PROBLEM TO SOLVE ▸
Copy each record exactly, word for word.
[Opening INPUT DATA section]
PR #364, opened 2017-07-25
[new exo-run 6] make exo-run set up the app

### LINKED ISSUE #313: new "exo run" command

cheahuychou:
resolves #313


cli/features/tutorial.feature
```diff
@@ -175,11 +176,10 @@ Feature: Following the tutorial
               - '27017:27017'
             online-text: 'waiting for connections'
       """
-    When running "exo setup" in this application's directory
     And running "exo test" in this application's directory
-    Then it prints "todo-service works" in the terminal
+    # Then it prints "todo-service works" in the terminal
```
cheahuychou: I think I need help with fixing this test. So the new `exo-run` also launches the app and I think `exo-test` also does that. So I got this error if I keep the original steps:
```
exo-test  Error: Error: (HTTP code 500) server error - driver failed programming external connectivity on endpoint todo-service-test-mongo (a7bae7fbc65152f46db7f28968da29f37335add98a7586cc95313e58b1ccb6c4): Bind for 0.0.0.0:27017 failed: port is already allocated 
```
I tried not doing `exo-run`, and got this:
[Closing INPUT DATA section]
ANSWER TO THIS TASK ▸
PR #364, opened 2017-07-25
[new exo-run 6] make exo-run set up the app

### LINKED ISSUE #313: new "exo run" command

cheahuychou:
resolves #313


cli/features/tutorial.feature
```diff
@@ -175,11 +176,10 @@ Feature: Following the tutorial
               - '27017:27017'
             online-text: 'waiting for connections'
       """
-    When running "exo setup" in this application's directory
     And running "exo test" in this application's directory
-    Then it prints "todo-service works" in the terminal
+    # Then it prints "todo-service works" in the terminal
```
cheahuychou: I think I need help with fixing this test. So the new `exo-run` also launches the app and I think `exo-test` also does that. So I got this error if I keep the original steps:
```
exo-test  Error: Error: (HTTP code 500) server error - driver failed programming external connectivity on endpoint todo-service-test-mongo (a7bae7fbc65152f46db7f28968da29f37335add98a7586cc95313e58b1ccb6c4): Bind for 0.0.0.0:27017 failed: port is already allocated 
```
I tried not doing `exo-run`, and got this:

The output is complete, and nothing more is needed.